POV-Ray : Newsgroups : povray.off-topic : C# 4.0 Default parameters : Re: C# 4.0 Default parameters Server Time
9 Oct 2024 16:15:38 EDT (-0400)
  Re: C# 4.0 Default parameters  
From: Warp
Date: 4 Feb 2009 12:27:35
Message: <4989d007@news.povray.org>
Mike Raiford <"m[raiford]!at"@gmail.com> wrote:
> At least in C# you can't do function pointers.

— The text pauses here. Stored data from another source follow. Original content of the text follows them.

PR #1163, opened 2021-04-28
Prognostic run: use xr.Dataset.interp for the prescriber

AnnaKwa:
This uses xarray's interpolation to interpolate for timesteps that don't have reference data when prescribing state updates in the nudged runs.


brianhenn (approved):
Thanks @AnnaKwa LGTM

Issue #1164, opened 2021-04-28
prognostic_run: sklearn runfile separation of concerns improvements


oliverwm1:
The logic of the prognostic run runfile is difficult to follow and extend. Here are a few particular issues with possible solutions. Taken from a slack thread with @nbren12.

1. ~remove the `tendency_variable` and `storage_variables` configurations and infer them from the diagnostics configs~
1. ~Rectify the weird coupling between `MonitoredPhysicsTimeLoop`, `monitor`, and `Loop` class. `monitor` is passed the entire time loop class which allows for weirdness.~
1. De-duplicate the copy/pasted code here: 
https://github.com/VulcanClimateModeling/fv3net/blob/149b545c5dd633cae746f938e84fb82906623bc0/workflows/prognostic_c48_run/runtime/diagnostics/machine_learning.py#L14-L17
1. ~refactor the specific humidity logging to the sklearn_runfile main. It is currently implemented here:~
https://github.com/VulcanClimateModeling/fv3net/blob/95a60a4fd7ac361ed57207a275a786050ea55f7f/workflows/prognostic_c48_run/runtime/loop.py#L413-L426
~but should be here:~
https://github.com/VulcanClimateModeling/fv3net/blob/74d9ba08e7496abcbb314b5d1258d7a700eb7c9e/workflows/prognostic_c48_run/sklearn_runfile.py#L55-L57
1. blow up the `get_diagnostics` and `get_momentum_diagnostics` methods of the Stepper classes
https://github.com/VulcanClimateModeling/fv3net/blob/149b545c5dd633cae746f938e84fb82906623bc0/workflows/prognostic_c48_run/runtime/steppers/machine_learning.py#L209-L214

Related: #1159, #896

oliverwm1:
These points have all been resolved by above-referenced PRs.

nbren12:
Thanks Oli! This was a great push to prep the prognostic run code for future development.

PR #1167, opened 2021-04-28
Infer tendency and storage variables from config.diagnostics

oliverwm1:
Currently one must redundantly specify certain variable names in `step_tendency_variables` or `step_storage_variables` sections of the user config as well as list the relevant name in the appropriate diagnostics file config. This PR makes the former be inferred from the latter.

Refactored public API:
- `step_storage_variables` and `step_tendency_variables` deleted from `UserConfig`
- the default for `DiagnosticsFileConfig.variables` is now an empty list (instead of `All` container)

Significant internal changes:
- the internal `self._storage_variables` and `self._tendency_variables` are now inferred from the provided diagnostics configurations

- [ ] Tests added

Resolves first bullet point in #1164

### DIFF
--- a/workflows/prognostic_c48_run/tests/test_regression.py
+++ b/workflows/prognostic_c48_run/tests/test_regression.py
@@ -28,6 +28,24 @@ DIAGNOSTICS = [
         "name": "diags.zarr",
         "times": {"kind": "interval", "frequency": 900, "times": None},
     },
+    {
+        "name": "monitored_tendencies_and_storages.zarr",
+        "times": {"kind": "interval", "frequency": 900, "times": None},
+        "variables": [
+            "storage_of_specific_humidity_path_due_to_fv3_physics",
+            "storage_of_specific_humidity_path_due_to_python",
+            "storage_of_total_water_path_due_to_fv3_physics",
+            "storage_of_total_water_path_due_to_python",
+            "tendency_of_air_temperature_due_to_fv3_physics",
+            "tendency_of_air_temperature_due_to_python",
+            "tendency_of_eastward_wind_due_to_fv3_physics",
+            "tendency_of_eastward_wind_due_to_python",
+            "tendency_of_northward_wind_due_to_fv3_physics",
+            "tendency_of_northward_wind_due_to_python",
+            "tendency_of_specific_humidity_due_to_fv3_physics",
+            "tendency_of_specific_humidity_due_to_python",
+        ],
+    },
 ]
 
 
@@ -414,8 +432,7 @@ def get_ml_config(model_path):
     config = yaml.safe_load(default_fv3config)
     config["diagnostics"] = DIAGNOSTICS
     config["fortran_diagnostics"] = []
-    config["scikit_learn"] = {"model": [model_path], "zarr_output": "diags.zarr"}
-    config["step_storage_variables"] = ["specific_humidity", "total_water"]
+    config["scikit_learn"] = {"model": [model_path]}
     # use local paths in prognostic_run image. fv3config
     # downloads data. We should change this once the fixes in
     # https://github.com/VulcanClimateModeling/fv3gfs-python/pull/78 propagates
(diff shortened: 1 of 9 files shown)


workflows/prognostic_c48_run/tests/test_regression.py
```diff
@@ -414,8 +432,7 @@ def get_ml_config(model_path):
     config = yaml.safe_load(default_fv3config)
     config["diagnostics"] = DIAGNOSTICS
     config["fortran_diagnostics"] = []
-    config["scikit_learn"] = {"model": [model_path], "zarr_output": "diags.zarr"}
```
oliverwm1, line 417: `zarr_output` is a deprecated configuration option

workflows/prognostic_c48_run/tests/test_regression.py
```diff
@@ -28,6 +28,24 @@
...
+            "storage_of_total_water_path_due_to_fv3_physics",
+            "storage_of_total_water_path_due_to_python",
+            "tendency_of_air_temperature_due_to_fv3_physics",
+            "tendency_of_air_temperature_due_to_python",
+            "tendency_of_eastward_wind_due_to_fv3_physics",
+            "tendency_of_eastward_wind_due_to_python",
+            "tendency_of_northward_wind_due_to_fv3_physics",
+            "tendency_of_northward_wind_due_to_python",
+            "tendency_of_specific_humidity_due_to_fv3_physics",
+            "tendency_of_specific_humidity_due_to_python",
```
oliverwm1, line 46: these variables also end up getting output in `diags.zarr` since that diagnostic file outputs all variables.

nbren12:
Yah the changed default is tricky. I think your changes to the test-suite make sense, but we will either need to
1. change the default behavior from using `All` to require the diagnostics to be a Set/List with a default value of no outputs.
2. judicious use of Union types and `isinstance`.
I think 1 is the cleaner approach, and won't really break anything except the tests.

The main goal of the test is to cover all available diagnostics. Can we save/log this list as the model runs, and then load it in a test to ensure that no untested diagnostics were available?

nbren12:
Another approach would be to store a global table of available diagnostic names someplace in the source code and raise a runtime error in the sklearn_runfile if any new diagnostics show up. A global table would also be a nice piece of documentation.

oliverwm1:
Okay, yeah I agree with 1. I like the idea of having a table of all available diagnostics. Will implement.

oliverwm1:
In the end, just manually specified the diagnostics to get tested instead of creating a registry/table of available diagnostics. If new diagnostics are introduced, we should consider adding them to the tested set of diagnostics.

workflows/prognostic_c48_run/tests/test_regression.py
```diff
@@ -23,11 +23,88 @@
 LOG_PATH = "statistics.txt"
 RUNFILE_PATH = "runfile.py"
 CHUNKS_PATH = "chunks.yaml"
-DIAGNOSTICS = [
+DIAGNOSTICS_ML = [
```
nbren12, line 26: I suggest scoping this within `get_nudging_config` to reduce the amount of module level constants (especially since this is a mutable data structure).

workflows/prognostic_c48_run/tests/test_regression.py
```diff
@@ -23,11 +23,88 @@
...
+            "tendency_of_northward_wind_due_to_python",
+            "tendency_of_specific_humidity_due_to_fv3_physics",
+            "tendency_of_specific_humidity_due_to_python",
+            "total_precip_after_physics",
+            "total_precipitation_rate",
+            "water_vapor_path",
+        ],
+    }
+]
+DIAGNOSTICS_NUDGING = [
```
nbren12, line 71: I suggest scoping this within get_ml_config to discourage use elsewhere.

nbren12 (approved):
Thanks! I think hardcoding configs in the tests makes sense. Just a couple minor comments below:

workflows/prognostic_c48_run/tests/test_regression.py
oliverwm1: sounds good

workflows/prognostic_c48_run/tests/test_regression.py
oliverwm1: yup

PR #1170, opened 2021-05-04
Log reduced vertical profile diagnostics to profiles.txt

oliverwm1:
Currently there is some ad-hoc logging done within `_compute_postphysics`. This PR moves the calculation of the relevant metric to a more general function, and adds a new text output from the prognostic run, `profiles.txt` which contains vertical profiles saved using json.dumps. Currently, the total number of grid points where the specific humidity limiter is active is the only profile saved.

Added public API:
- new `profiles.txt` output saved from `log_profiles`

Significant internal changes:
- move calculation/logging of specific humidity limiter out of `_compute_postphysics`
- renamed `capture.py` to `logs.py` and moved other logging functionality from `loop.py` to `logs.py`
- refactored diagnostic reduction code from `loop.py` to `metrics.py`

- [x] Tests added

Resolves bullet point 4 of #1164


workflows/prognostic_c48_run/runtime/loop.py
```diff
@@ -49,35 +48,6 @@
 gravity = 9.81
 
 
-def setup_metrics_logger():
```
oliverwm1, line 52: logging functions moved to `logs.py` (which also includes stuff that was previously in `capture.py`)

workflows/prognostic_c48_run/runtime/loop.py
```diff
@@ -49,35 +48,6 @@
...
-
-def log_scalar(time, scalars):
-    dt = datetime.datetime(
-        time.year, time.month, time.day, time.hour, time.minute, time.second
-    )
-    msg = json.dumps({"time": dt.isoformat(), **scalars})
-    logging.getLogger("statistics").info(msg)
-
-
-def global_average(comm, array: xr.DataArray, area: xr.DataArray) -> float:
```
oliverwm1, line 72: moved to `metrics.py`

workflows/prognostic_c48_run/runtime/steppers/machine_learning.py
```diff
@@ -198,7 +198,9 @@ def __call__(self, time, state):
             )
             tendency.update({"dQ2": dQ2_updated})
 
-        diagnostics["rank_updated_points"] = xr.where(dQ2_initial != dQ2_updated, 1, 0)
+        diagnostics["specific_humidity_limiter_active"] = xr.where(
```
oliverwm1, line 201: changed name of diagnostic to `specific_humidity_limiter_active` (which is valued either 0 or 1)

workflows/prognostic_c48_run/runtime/logs.py
```diff
@@ -83,6 +85,42 @@ def capture_fv3gfs_funcs():
...
+    ch.setLevel(logging.INFO)
+    ch.setFormatter(logging.Formatter(fmt="%(levelname)s:%(name)s:%(message)s"))
+
+    logger.addHandler(fh)
+    logger.addHandler(ch)
+
+
+def setup_loggers():
+    setup_logger("statistics")
+    setup_logger("profiles")
```
frodre, line 102: Maybe there's a way to reduce the definition/reference separation of these loggers or else warn/error when the user requests a logger not already setup.  Currently if the logger is misspelled or not specified up here, it will initialize with defaults, which is probably okay, but maybe we don't want that for consistency's sake.

Maybe we add an error when the user requests an unitialized logger (by `setup_loggers`), or just use a module-level get_logger function to ensure consistency and get rid of the `setup_loggers` function.

```
LOGGERS = {}

def setup_logger(name):
    logger = ...
    LOGGERS[name] = logger
    return logger

def get_logger(name):
    if name not in LOGGERS:
        # either error here if we want to notify user of unspecified logger
       raise Error( "you didn't add this to setup_loggers")
       # or do away with the "setup_loggers" and just trigger setup here, e.g.,
        logger = setup_logger(name)
    else:
        logger = LOGGERS[name]

    return logger

def log_values(...)
    logger = get_logger(name)
    logger.info(msg)
    ....
```

frodre: Something like this could also be extended to the stream capturing function above to standardize w/in this module

workflows/prognostic_c48_run/runtime/loop.py
frodre: Thank you, this is a great cleanup!

workflows/prognostic_c48_run/runtime/logs.py
frodre: With this suggestion we should have a few tests to make sure the setup/get_logger are working

frodre (approved):
Thank you for this! A good start on cleaning up some aspects of the loop.  My one comment is about reducing the setup/request separation for specific loggers.  I think the only necessary change is to enforce the logging setup standard defined in `setup_logger`.  

Other than that. Looks good to me.

workflows/prognostic_c48_run/runtime/logs.py
oliverwm1: Nice, yah the disconnect between the setup and logging functions is not ideal, although it is already existing before this PR.

I do think the captured logs are distinct, since they just go to stdout and don't have a file handler associated with them (the piping to `logs.txt` is defined by the parent `runfv3` script).

Perhaps if the `log_scalar` and `log_profiles` functions take a logger name, this will be cleaner.

frodre: > I do think the captured logs are distinct, since they just go to stdout and don't have a file handler associated with them (the piping to logs.txt is defined by the parent runfv3 script).

Got it, thanks for clarifying this.

workflows/prognostic_c48_run/sklearn_runfile.py
```diff
@@ -47,11 +43,15 @@
...
+        averages = runtime.globally_average_2d_diagnostics(
             comm, diagnostics, exclude=loop._states_to_output
         )
+        profiles = runtime.globally_sum_3d_diagnostics(
+            comm, diagnostics, ["specific_humidity_limiter_active"]
+        )
         if comm.rank == 0:
-            log_scalar(time, averages)
+            runtime.log_mapping(time, averages, "statistics")
+            runtime.log_mapping(time, profiles, "profiles")
```
frodre, line 54: I guess the reason I was thinking it would be nice to hide the need for the logger filehandling setup from the runfile is that it might not be immediately obvious based calls to logging here that it's necessary to adjust line 30 to get a file output.  It will still work, but only log to error, which could be confusing.   Up to you!

frodre: Could add a keyword_argument like `to_file=True` to remove the separation.

workflows/prognostic_c48_run/runtime/logs.py
```diff
@@ -83,6 +85,32 @@ def capture_fv3gfs_funcs():
...
+    fh.setLevel(logging.INFO)
+    ch = logging.StreamHandler()
+    ch.setLevel(logging.INFO)
+    ch.setFormatter(logging.Formatter(fmt="%(levelname)s:%(name)s:%(message)s"))
+
+    logger.addHandler(fh)
+    logger.addHandler(ch)
+
+
+def log_mapping(time, content, logger_name):
```
frodre, line 101: I'd add some typing information to the function since this is the main contact point with the runfile.

`time: "datetime-like"`??, `content: Mapping[str, Any]` (I don't think here's a way to specify "serializable"), `logger_name: str`

workflows/prognostic_c48_run/sklearn_runfile.py
frodre: Just to add, I think it's fine as is since the usage is not sprawling, yet.  Just thinking if this potentially gets used in more than one place.

frodre (commented):
Thanks for the update. I added my comments!

workflows/prognostic_c48_run/sklearn_runfile.py
```diff
@@ -32,7 +27,8 @@
 
     config = runtime.get_config()
     partitioner = util.CubedSpherePartitioner.from_namelist(runtime.get_namelist())
-    setup_metrics_logger()
+    for name in ["statistics", "profiles"]:
+        runtime.setup_file_logger(name)
```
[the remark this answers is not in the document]
oliverwm1: In principle someone might want to log from all ranks (say, compute max on each rank and log) in which case it's probably safer to setup the logger on all ranks although yes, currently they're only used on rank 0.

workflows/prognostic_c48_run/sklearn_runfile.py
oliverwm1: Okay, I think for now I'd rather leave it as it is, since 1) silently doing a logger setup the first time one calls `log_mapping` is also not obvious, and 2) setting up a logger registry feels a bit overkill for the two loggers we have now. Agreed if/when usage expands we should reconsider!

workflows/prognostic_c48_run/runtime/logs.py
oliverwm1: Good idea.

  There are situations where function pointers are actually useful.
Here's one actual example which I have used in the past (simplified here,
of course):

class MyCLP: public CommandLineParser
{
    bool debugParamHandler(const std::string&)
    {
        // do whatever here
    }

 public:
    MyCLP()
    {
        setOptionHandler("debug", &MyCLP::debugParamHandler,
                         "The short description of the -debug parameter");
    }
};

  The idea is that 'CommandLineParser' is a class which parses the command
line parameters (in the project in question it parsed things like the input
and output file names as well as many default parameters supported by all
the programs in the project), and if you want to support a parameter specific
to this program, you specify it with the 'setOptionHandler' function. You
give the function the name of the parameter and a pointer to the function
which CommandLineParser should call when that parameter appears in the
command line.

  The internal implementation of CommandLineParser becomes a bit complicated
(for many reasons), but this is by far the best way from the *usage* point
of view. Any other solution would require to always write a lot more code
if you want to add support for a new command-line parameter. This solution
requires the minimum amount of code you have to write in order to do that.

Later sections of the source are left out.